By default, the loader auto-detects whether the graph is weighted based on the file or graph structure. You can override this by setting `TauConfig(is_weighted=True/False)` when constructing `TauClustering`, or by passing the appropriate weight settings into `run_clustering()`.

See the **Quick Start** section above for usage examples.

---

## Configuration

All algorithm hyper-parameters live on the `TauConfig` dataclass. The high-level
`run_clustering()` wrapper accepts the most common ones directly, while `TauConfig`
remains available for advanced workflows. Key fields include:

- `worker_count`: number of parallel processes (defaults to CPU count, capped by population size).
- `population_size`: number of partitions maintained per generation (default: 60 in `run_clustering()`).
- `max_generations`: upper bound on evolutionary iterations (default: 20 in `run_clustering()`).
- `verbose`: set to `True` for progress logging (default: False).
- `stopping_generations` / `stopping_jaccard`: convergence checks based on membership
  stability.
- `random_seed`: makes runs reproducible across processes.

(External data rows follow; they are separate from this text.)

PR #6657, opened 2019-03-08
chore(provider/azure): Enable the firewall work and add source IP/CIDR filtering

mybayern1974:
Currently the Azure Network Security Group (NSG for short), which plays the role of Spinnaker firewall, does not work besides being provisioned. This PR includes:

1. Users can bind the NSG to a subnet where the load balancer is located, thus the NSG could take real effects;
2. Add filters against IP/CIDR with format validation
3. Fix some tiny UI bugs

image


mybayern1974:
This PR has a feature link PR: https://github.com/spinnaker/clouddriver/pull/3439

PR #6661, opened 2019-03-08
fix(artifacts): Correct render-if-feature for new artifacts on stage …

jkschneider:
Now the artifact definition component shows up:

image


claymccoy:
Lgtm

PR #6663, opened 2019-03-11
feat(artifacts): Re-use artifacts when re-running a pipeline

ezimanyi:
Closes spinnaker/spinnaker#3748

* refactor(artifacts): Rename `ArtifactList` to `ResolvedArtifactList`
 This component is specific to a list of resolved artifacts, and requires the pipeline's expected artifacts as input. Rename it to free up ArtifactList for a more generic list of artifacts.

* refactor(artifacts): Create a react component for an artifact list
    
  The logic for rendering a single artifact is currently embedded in `ResolveArtifactList`; pull this into its own component so it can be reused and create a new `ArtifactList` component that generically displays a list of artifacts, without expected artifact logic.

* feat(artifacts): Re-use artifacts when re-running a pipeline
    
  The manual execution widget does not currently support injecting artifacts into a pipeline. This means that pipelines that depend on artifacts cannot be manually started; support this workflow for the re-run pipeline case by re-sending the same artifacts as the initial run. These will show up as a read-only list of artifacts in the Confirm Execution dialog.

### DIFF
--- a/app/scripts/modules/core/src/pipeline/status/Artifact.spec.tsx
+++ b/app/scripts/modules/core/src/pipeline/status/Artifact.spec.tsx
@@ -2,15 +2,17 @@ import * as React from 'react';
 import { ShallowWrapper, shallow } from 'enzyme';
 import { mock } from 'angular';
 import { REACT_MODULE } from 'core/reactShims';
+
 import { IArtifact } from 'core/domain';
-import { Artifact, IArtifactProps, IArtifactState } from './Artifact';
+
+import { Artifact, IArtifactProps } from './Artifact';
 
 const ARTIFACT_TYPE = 'docker/image';
 const ARTIFACT_NAME = 'example.com/container';
 const ARTIFACT_REFERENCE = 'docker.io/example.com/container:latest';
 
 describe('<Artifact/>', () => {
-  let component: ShallowWrapper<IArtifactProps, IArtifactState>;
+  let component: ShallowWrapper<IArtifactProps>;
 
   beforeEach(mock.module(REACT_MODULE));
   beforeEach(mock.inject(() => {})); // Angular is lazy.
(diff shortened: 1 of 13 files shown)


app/scripts/modules/core/src/pipeline/status/Artifact.spec.tsx
```diff
@@ -0,0 +1,78 @@
+import * as React from 'react';
+import { ShallowWrapper, shallow } from 'enzyme';
+import { mock } from 'angular';
+import { REACT_MODULE } from 'core/reactShims';
```
maggieneterval: Typically third-party imports, core imports, and local-module imports are newline-separated per this hard-to-find conventions doc: https://github.com/spinnaker/deck/wiki/Conventions#imports

app/scripts/modules/core/src/pipeline/status/Artifact.tsx
```diff
@@ -0,0 +1,68 @@
...
+
+import './artifact.less';
+
+export interface IArtifactProps {
+  artifact: IArtifact;
+  isDefault?: boolean;
+  sequence?: number;
+}
+
+export interface IArtifactState {}
```
maggieneterval: Can probably just omit this empty interface, and the constructor

app/scripts/modules/core/src/pipeline/status/Artifact.spec.tsx
ezimanyi: Thanks!  I had no idea about those conventions---I fixed all the imports I touch to follow them

app/scripts/modules/core/src/pipeline/status/Artifact.tsx
ezimanyi: Great point, I didn't realize you could omit state entirely, fixed

app/scripts/modules/core/src/pipeline/status/Artifact.tsx
```diff
@@ -0,0 +1,68 @@
...
+
+export class Artifact extends React.Component<IArtifactProps, IArtifactState> {
```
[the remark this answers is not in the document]
ezimanyi: Done, much less verbose now

ezimanyi:
image

PR #6667, opened 2019-03-11
fix(appengine): allow sequence to be suppressed in servergroup names

sbwsg:
Twinned with Clouddriver PR https://github.com/spinnaker/clouddriver/pull/3453 

Exposes a checkbox to let the user suppress the sequence number normally added to a server group when deployed:

Screen Shot 2019-03-11 at 5 45 45 PM

And has a tooltip that explains how very not-normal it is to use this checkbox:

Screen Shot 2019-03-11 at 5 45 49 PM


sbwsg:

jianglai:
Tested and working. However I'd like to know how much work is there to support a user-supplied version string instead of hardcoding it to the application name?

PR #6668, opened 2019-03-11
fix(core): Surface invalid params for a pipeline stage

archana-s:
Parameters not accepted by a pipeline are highlighted in a pipeline stage. 

The stage config can end up having parameters that are no longer needed/accepted by the pipeline stage. Having them around might lead to issues during executions and silently too. This difff adds a message with all params that the stage is going to pass to the pipeline that are not accepted by the pipeline execution. It also removes them all if the user chooses to. Image attached below.

image


app/scripts/modules/core/src/pipeline/config/triggers/artifacts/triggerArtifactConstraintSelector.less
```diff
@@ -12,7 +12,7 @@
 }
 
 .artifact-select .Select-arrow-zone {
-  border-left: 1px solid rgb(204, 204, 204);
+  border-left: 1px solid var(--color-alto);
```
archana-s: @sbwsg This gets rid of the lint warning. Hope this ok. (They are the same color)

archana-s:
> very nice. can we do the same for the jenkins stage?

yup, upcoming.

PR #6670, opened 2019-03-11
fix(artifacts): Simplify display name generation

ezimanyi:
Fixes spinnaker/spinnaker#4097

* fix(artifacts): Use artifact type to determine readable name

  The logic for getting a human-readable name from an artifact currently uses the kind field, which is deprecated and not populated for new artifacts. Switch to using 'type' which is equivalent.

* fix(artifacts): Simplify display name generation

  The current logic to auto-generate a display name for artifacts without one assumes that the user will enter a fully-qualified path for each artifact type. If this is not true, an unhelpful (and often duplicate) name such as GCS-no-bucket/no-file is generated.

  While we could make the logic more complex, it seems easier to maintain and just as (if not more) useful to just default the display name to the name.


ezimanyi:
Interested particularly in thoughts about my change to make things simpler and just default the display name to the name; as I dug into it, there was a lot of logic to just transform `gs://abc/def` to `GCS-abc/def` (and likewise for other artifacts) and rather than make it even more complex to deal with edge cases, just dropping the name in as the default seemed just as good and much easier to maintain.

jkschneider:
Great, sounds good.

PR #6673, opened 2019-03-12
fix(core): In baseProvider, fixed autoselection of React stage

alanmquach:
This doesn't feel great to me but it fixes things.

The problem was that when

1. There is only a single cloud provider configured for a stage that supports multiple
2. That stage is a React stage

We get an `Invariant Violation: Target container is not a DOM element.` because we try to immediately auto-select the only cloud provider, but the `.react-stage-details` div has not been mounted yet.

This defers the React render until after the digest cycle completes. Not great, but I think this can probably hold us over until we port the `baseProvider` code over to React (soon).


alanmquach:
@sbwsg Anytime. Does this need to be cherry-picked to the other releases?

sbwsg:
Ah yes good call.

sbwsg:

PR #6684, opened 2019-03-13
feat(core/deploy): UI widget for `Delay Before Scale Down`

ajordens:
image

### DIFF
--- a/app/scripts/modules/core/src/config/settings.ts
+++ b/app/scripts/modules/core/src/config/settings.ts
@@ -55,7 +55,6 @@ export interface IFeatures {
   roscoMode?: boolean;
   snapshots?: boolean;
   travis?: boolean;
-  triggerViaEcho?: boolean;
   versionedProviders?: boolean;
   wercker?: boolean;
 }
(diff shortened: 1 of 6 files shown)


ajordens:
Basically a c&p of what normal red/black has and rolling red/black was missing.

I did add a bit of inline margining which could come out if we'd like consistent squishiness across the board.

image

app/scripts/modules/core/src/deploymentStrategy/strategies/rollingredblack/AdditionalFields.tsx
```diff
@@ -44,6 +46,11 @@ export class AdditionalFields extends React.Component<IRollingRedBlackStrategyAd
     this.forceUpdate();
   };
 
+  private handleChange = (key: string, value: any) => {
```
erikmunson: did typing `value` as a string blow up on you?

ajordens: 🤷‍♀️ This was totally c&p from the redblack AdditionalFields.

I'll give it a whirl.

ajordens: Gave it the `value: string` treatment

PR #6687, opened 2019-03-14
feat(ecs): docker image selection

clareliguori:
Enables deploying a specific Docker image from a registered Docker registry, or a trigger or baked image

Fixes https://github.com/spinnaker/spinnaker/issues/3455

Screenshot from 2019-03-13 11-39-54


clareliguori:
Dependent orca PR: https://github.com/spinnaker/orca/pull/2751

christopherthielen:
I don't have the context around this addition, but I'd like to point out that the UI we built for Titus looks like this: 


"Select from list" shows indexed images:
Screen Shot 2019-03-13 at 5 37 07 PM

Screen Shot 2019-03-13 at 5 38 37 PM

"Manually" is free form and assumes the user knows what they are doing
Screen Shot 2019-03-13 at 5 37 17 PM



I'm curious, how does "Images from triggers" work?

clareliguori:
@christopherthielen the UI in this PR is largely consistent with the Docker image selectors for kubernetes and dcos providers, and eventually I'll add in Docker artifact support like the kubernetes one has.

The UI you showed looks close to the Docker Triggers selector.  The actual tag of the image that triggered the pipeline (on a docker push) is the one that will get deployed when that's selected in the server group.

Screenshot from 2019-03-13 17-48-53

anotherchrisberry:
Are we good with this? Happy to merge it and the dependent Orca PR...

clareliguori:
@anotherchrisberry I think we're good?

PR #7215, opened 2019-07-11
fix(tests): functional test clone form locators to match new reality

maggieneterval:


maggieneterval:

PR #7228, opened 2019-07-15
fix(core): Render templated pipeline params in the pipeline run stage

louisjimenez:
The pipeline run stage needs to do a plan for templated v2 pipelines in order to allow configuration of any inherited parameters.

image

https://github.com/spinnaker/spinnaker/issues/4623


louisjimenez:
@spinnakerbot cherry-pick 1.15

louisjimenez:

PR #7241, opened 2019-07-18
fix(core): save and validate trigger type in pipeline config

maggieneterval:
- I think the conversion of the trigger component to React may have introduced an issue where we fail to save the `type` of a trigger. This manifested as the validation being missing from the pipeline config, and the trigger not being visible if you were to save/exit the pipeline config, and then click back into the pipeline config.
- Resolved this by updating the trigger model on type change instead of only the state of this component. Also ended up removing the component state altogether to prevent other bugs that could result from it getting out of sync. LMK what you think, thanks!


christopherthielen:
I tested this locally.  There's still a problem regarding the mutation/object merging.  It manifests when you configure a trigger, then change trigger type and configure the second trigger.  Properties from both trigger types exist in the saved JSON for the trigger.

That said, I think this PR should be merged ASAP because I believe the merged JSON is an existing problem and this PR only improves things.

PR #7242, opened 2019-07-18
feat(pager): Allow providing pager duty subject/details in URL

alanmquach:
This change allows more than just a single default subject/details combination to pre-populate the Send Page modal.

I'm not loving the URL reading/syncing but still settled on this approach because it is the most frictionless for users.

### DIFF
--- a/app/scripts/modules/core/src/pagerDuty/PageModal.tsx
+++ b/app/scripts/modules/core/src/pagerDuty/PageModal.tsx
@@ -4,7 +4,7 @@ import { get } from 'lodash';
 
 import { Application, ApplicationModelBuilder } from 'core/application';
 import { IPagerDutyService, PagerDutyWriter } from 'core/pagerDuty';
-import { NgReact } from 'core/reactShims';
+import { NgReact, ReactInjector } from 'core/reactShims';
 import { SETTINGS } from 'core/config';
 import { SubmitButton } from 'core/modal';
 import { TaskMonitor } from 'core/task';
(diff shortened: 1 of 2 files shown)


app/scripts/modules/core/src/pagerDuty/PageModal.tsx
```diff
@@ -40,8 +40,13 @@ export class PageModal extends React.Component<IPageModalProps, IPageModalState>
   }
 
   private getDefaultState(props: IPageModalProps): IPageModalState {
-    const defaultSubject = get(SETTINGS, 'pagerDuty.defaultSubject', 'Urgent Issue');
-    const defaultDetails = get(SETTINGS, 'pagerDuty.defaultDetails', '');
+    const {
```
christopherthielen: I prefer that you access via `ReactInjector.$uiRouter.globals.params`

app/scripts/modules/core/src/pagerDuty/PageModal.tsx
```diff
@@ -61,11 +66,13 @@ export class PageModal extends React.Component<IPageModalProps, IPageModalState>
 
   private handleSubjectChanged = (event: any): void => {
     const value = event.target.value;
+    ReactInjector.$state.go('.', { subject: value });
     this.setState({ subject: value });
   };
 
   private handleDetailsChanged = (event: any): void => {
     const value = event.target.value;
+    ReactInjector.$state.go('.', { details: value });
```
christopherthielen:
```suggestion
    ReactInjector.$state.go('.', { details: value }, { replace: true });
```
?

erikmunson:
👍 not sure this router business is all that bad? seems straightforward enough 🤷‍♂

app/scripts/modules/core/src/pagerDuty/PageModal.tsx
alanmquach: 👍

app/scripts/modules/core/src/pagerDuty/PageModal.tsx
alanmquach: TIL. Thanks!

PR #7243, opened 2019-07-19
fix(k8s/runJob): null property file if value none

ethanfrogers:
if the logs capture selector changes to `none` we should null out the
`propertyFile` field. the `consumeArtifactSource` field is used as a
flag for deck to determine which option is selected but it isn't taken
into account in orca. so, if `propertyFile` is non-null, orca will still
try to find properties even if we have `consumeArtifactSource = none`.

Fixes spinnaker/spinnaker#4642


ethanfrogers:
@maggieneterval is there something like `removeStageField` that I can use instead of nulling out the field? That would actually be more ideal than what I'm doing here.

ethanfrogers:

PR #7244, opened 2019-07-19
fix(core): ensure trigger type is set on the model

Jammy-Louie:


Jammy-Louie:
Angular previously automatically handled this for and this was missed in the refactor

maggieneterval:
Hey @Jammy-Louie, I think I already resolved the issue of setting the trigger type on the model with this PR: https://github.com/spinnaker/deck/pull/7241

However, as @christopherthielen mentioned in a comment on that PR, he found a separate issue that occurs when you add a second trigger after configuring the type of the first (I think?) -- are you looking into that? If not let me know and I can take a look. Thanks!

christopherthielen:
I'm going to finish updating the netflix internal trigger, then I'll take a look at the trigger JSON merge issue

Jammy-Louie:
@christopherthielen @maggieneterval 
I noticed that problem too. I was going to fix that and convert the last part `triggers.directive.js` to React

but first I need to fix some problem with manual executions

PR #7247, opened 2019-07-22
fix(core/pipeline): When changing trigger type, only retain the fields common to all trigger types

christopherthielen:
This change moves ownership of managing the trigger state from angular `triggers` directive to the React `Trigger` component

### DIFF
--- a/app/scripts/modules/core/src/pipeline/config/triggers/Trigger.tsx
+++ b/app/scripts/modules/core/src/pipeline/config/triggers/Trigger.tsx
@@ -1,31 +1,37 @@
 import * as React from 'react';
 import Select, { Option } from 'react-select';
 import * as classNames from 'classnames';
+import { pick } from 'lodash';
 
 import { Application } from 'core/application';
-import { IExpectedArtifact, IPipeline, ITrigger, ITriggerTypeConfig } from 'core/domain';
-import { Registry } from 'core/registry';
 import { SETTINGS } from 'core/config/settings';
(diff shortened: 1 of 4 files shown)


app/scripts/modules/core/src/pipeline/config/triggers/Trigger.tsx
```diff
@@ -34,20 +40,32 @@ export class Trigger extends React.Component<ITriggerProps> {
...
+      'expectedArtifactIds',
+      'runAsUser',
+      'excludedArtifactTypePatterns',
+    ];
+
+    // Clear out all non-common fields when the type is changed
+    const trigger = pick(this.state.trigger, commonFields) as ITrigger;
+    trigger.enabled = this.disableAutoTriggering.includes(option.valuetype) ? false : trigger.enabled;
+    trigger.type = option.value;
+    this.setState({ trigger }, () => this.updateTriggerFields({}));
```
maggieneterval: It seems like we are creating two sources of truth for the trigger, one on this component's state and one in the angular model that is updated when we call `updateTriggerFields`. I wonder if we could eliminate this component's local state and just call `updateTriggerFields` here? Otherwise, I think it's a bit confusing to have an `initialTrigger` prop that is not actually guaranteed to always be the initial data, since it will presumably stay in sync with any changes we make to the angular model? Let me know if that makes sense, I may be totally off base here.

christopherthielen: you're absolutely right.  I'll update this

PR #7249, opened 2019-07-23
fix(k8s): fix bake manifest selector

ethanfrogers:
Fixes spinnaker/spinnaker#4656

### DIFF
--- a/app/scripts/modules/core/src/pipeline/config/stages/bakeManifest/BakeManifestStageForm.tsx
+++ b/app/scripts/modules/core/src/pipeline/config/stages/bakeManifest/BakeManifestStageForm.tsx
@@ -1,5 +1,4 @@
 import * as React from 'react';
-import { Option } from 'react-select';
 
 import { StageArtifactSelectorDelegate } from 'core/artifact';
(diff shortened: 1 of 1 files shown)


app/scripts/modules/core/src/pipeline/config/stages/bakeManifest/BakeManifestStageForm.tsx
```diff
@@ -112,7 +112,7 @@ export class BakeManifestStageForm extends React.Component<
             <ReactSelectInput
               clearable={false}
               onChange={(o: Option<string>) => {
```
maggieneterval:
```suggestion
              onChange={(e: React.ChangeEvent<HTMLSelectElement>) => {
```

maggieneterval:
@Jammy-Louie I did a quick search for the `ReactSelectInput` component elsewhere in the codebase and noticed a few other spots where I think we are mis-labelling `React.ChangeEvent` as `Option` types in the `onChange` handler -- Typescript isn't yelling at us for trying to read `target.value` off an `Option` because it can accept arbitrary key-value pairs. Just something to be aware of as we convert more forms to React!

ethanfrogers:

PR #7252, opened 2019-07-23
fix(k8s/runJob): External logs URL support manifest with implicit default namespace

pdelagrave:
When the manifest had no namespace explicitly provided, the external logs URL couldn't be prepared.
Now sourcing the namespace from `context.jobStatus.location`, reusing the existing variable.
Also removed the `manifest` property from `JobStageExecutionLogs` because unused.


pdelagrave:
@ethanfrogers

PR #7254, opened 2019-07-23
feat(ui): add spinnaker version to UI, addresses #4383

milesmatthias:
Would really love to see the Spinnaker version in the UI, and the help menu seems like a decent place to do it.

https://github.com/spinnaker/spinnaker/issues/4383


maggieneterval:
Thanks so much for the PR, @milesmatthias!

Sorry if this is a dumb question but is there a separate PR to write the current version to `SETTINGS` or is that already being added by Halyard? I think we'll probably want to hide this link if the version is undefined, since we don't want to assume the user is running a supported version of Spinnaker or even using Halyard (cc @christopherthielen for thoughts on whether the versions link would be useful for orgs like Netflix?). 

Additionally, we'll want to add your new `MenuItem` to the `HelpMenu` that is rendered for large screens (right below the code you edited, but with different class names).

milesmatthias:
I was looking at how the version seems to be set here: https://github.com/spinnaker/deck/blob/f340b0268c1c85aae96c54acee77aa39ef9770d6/halconfig/settings.js#L44

and then picked up as `SETTINGS` here: https://github.com/spinnaker/deck/blob/master/app/scripts/modules/core/src/config/settings.ts#L141

 I originally was doing `window.spinnakerSettings.version`, which is correctly set in my Spinnaker instance (I can open the Chrome console and type this to see the version), but maybe that's not set in some other cases?

maggieneterval:
Oh awesome, thanks for explaining! So it seems like if you're using Halyard the version will be set, and otherwise it won't be. For now maybe let's only show your new link if the version is there, since many Spinnaker users do not use Halyard?

maggieneterval:
Thanks for adding the `SETTINGS.version` check, @milesmatthias! Sorry if my previous comment about this was confusing, but could you also add the same codeblock to the help dropdown component that is basically a duplicate of the one you edited, but with class names that make it only render on larger screens? Right above [here](https://github.com/spinnaker/deck/pull/7254/files#diff-16e7d3681cf7e7739598d488eea26c54R84). Thanks!

milesmatthias:
You're not confusing. It's just still morning time out here in LA... ☕️ 😴

christopherthielen:
neat :)

PR #9095, opened 2021-04-20
fix(pipeline): Do not infer user from parent

alanmquach:
This is simply not true.

Especially for executions triggered by a pipeline trigger without a runAs user, they are in actuality executing as anonymous, but we incorrectly display them as being run with the same auth as the parent.

Additionally, we should rely on front50/echo/orca to propagate these from parent to child rather than infer them in deck.


caseyhebebrand (approved):
LGTM

christopherthielen:
How does downstream pipeline authn work in the case of a pipeline stage?

alanmquach:
> How does downstream pipeline authn work in the case of a pipeline stage?

The child pipeline get the auth from the parent, but the propagation should be the responsibility of the backend services. Deck should not need to make these inferences.

FWIW I did verify this to be the case (both authentication.user and trigger.user is propagated to pipeline stages).

PR #9096, opened 2021-04-20
feat(core/pipeline): filter by stages awaiting judgement

christopherthielen:
See #9022 for rationale, this fixes some bugs and reorganizes the code to match the existing paradigm better.
 
Supersedes #9022 
Closes #9022


alanmquach (approved):
Looks good!

This PR (or #9022) does not include recursing into descendant pipelines, right?

For that scenario, I would prefer for there to be a more first class status for running-but-awaiting, which if ever implemented would supersede this, but for a single generation this makes perfect sense.

christopherthielen:
> This PR (or #9022) does not include recursing into descendant pipelines, right?


This does not include that, nope.  I think there is work to be done on the backend for that feature.

PR #9097, opened 2021-04-20
Remove webpack modules + webpack consolidation

ranihorev:
This PR removes the `modules` key from all of the webpack files. 
In addition, it consolidates all of the webpack files into a base one.


vigneshm (approved):
Awesome!! 💯 

Thanks for tackling it. It is much more manageable right now!

PR #9098, opened 2021-04-21
pluginsdk updates

christopherthielen:
1) Fixes the `yarn interactive` command of `pluginsdk-peerdeps`.   Before, it would allow you to update devDependencies inside a docker container, but then it didn't copy the results back out to the correct place.
2) In production mode, terser strips comments from code.  This retains the license comments and also any webpack chunk names, for the case where a plugin has a dynamic import (code split) and wants Deck's webpack chunk to be named something obvious in the network tab.
3) Updates all the rollup tooling for pluginsdk (I need to test this on a plugin or three).


ranihorev (approved):

vigneshm (approved):
LGTM

PR #9103, opened 2021-04-23
feat(core): updated notifications to react-toastify

ranihorev:
API changes: 
- Removed the `body` option as it wasn't in use (verify that)
- Added an `options` field for react toastify option

image

### DIFF
--- a/app/scripts/modules/core/src/widgets/notifier/Notifier.tsx
+++ b/app/scripts/modules/core/src/widgets/notifier/Notifier.tsx
@@ -1,39 +1,9 @@
 import React from 'react';
-import { toast, ToastContainer } from 'react-toastify';
-import { Subscription } from 'rxjs';
-
-import { NotifierService } from './notifier.service';
+import { ToastContainer } from 'react-toastify';
 
 import './notifier.component.less';
 import 'react-toastify/dist/ReactToastify.min.css';
 
-export class Notifier extends React.Component {
-  private subscription: Subscription;
-
-  constructor(props: {}) {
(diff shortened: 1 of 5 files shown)


caseyhebebrand:
Curious what the reasoning is for adding `react-toastify`? For me the benefits seem neutral. We are cleaning up some lines of code, but also adding a new package.

Also, while you are in the `Notifier`, could you make it a functional component? The `useObservable` hook in deck is great for subscription lifecycles.

ranihorev:
The current notifications are hiding the new help menu on the bottom left.
Chris also mentioned that it could be useful for some of his features.

I was trying to minimize the changes. If I need to make more substantial
changes, I can remove this component completely as the subscription service
is not needed anymore.

caseyhebebrand:
> The current notifications are hiding the new help menu on the bottom left. Chris also mentioned that it could be useful for some of his features. 

Ok great. That makes sense, I am happy to hear it will be leveraged more. It sounds like the benefits outweigh the costs 👍🏼 

> I was trying to minimize the changes. If I need to make more substantial changes, I can remove this component completely as the subscription service is not needed anymore.

My opinion is that we should get rid of that if we know that the subscription service isn't needed to remove some tech debt.

ranihorev:
> My opinion is that we should get rid of that if we know that the subscription service isn't needed to remove some tech debt.

Good call :)
I removed it. It's much simpler now

caseyhebebrand (approved):
LGTM - thanks for cleaning up the notifier service!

See `src/tau_community_detection/config.py` for the complete list.

---

## Development

```bash
pip install -r requirements-dev.txt
make lint
make test
```

To build local distributions:

```bash
make build
```

### Continuous Integration

- GitHub Actions run lint, tests, and package builds on pushes and pull requests.
- Set the `CODECOV_TOKEN` secret to upload coverage reports.

### Publishing

1. Bump the version in `setup.cfg`/`pyproject.toml` and commit.
2. Tag the release with `git tag vX.Y.Z && git push --tags`.
3. Run the **Publish Package** workflow (defaults to TestPyPI). For PyPI, supply the `pypi`
   input and ensure `PYPI_API_TOKEN` is set. Use `TEST_PYPI_API_TOKEN` for dry runs.

---
## Reference & Citation

If you use TAU in your research, please cite the original algorithm paper:

> **From Leiden to Tel-Aviv University (TAU): exploring clustering solutions via a genetic algorithm**
> Gal Gilad and Roded Sharan. *PNAS Nexus*, Volume 2, Issue 6, June 2023.
> [DOI: 10.1093/pnasnexus/pgad180](https://doi.org/10.1093/pnasnexus/pgad180)

**BibTeX:**
```bibtex
@article{gilad2023tau,
  title={From Leiden to Tel-Aviv University (TAU): exploring clustering solutions via a genetic algorithm},
  author={Gilad, Gal and Sharan, Roded},
  journal={PNAS Nexus},
  volume={2},
  number={6},
  pages={pgad180},
  year={2023},
  publisher={Oxford University Press}
}
```

---
## License & Versioning

**Current Version:** 1.3.0
**License:** This project is licensed under the [MIT License](LICENSE).

See the [Changelog](CHANGELOG.md) for a detailed history of changes and updates.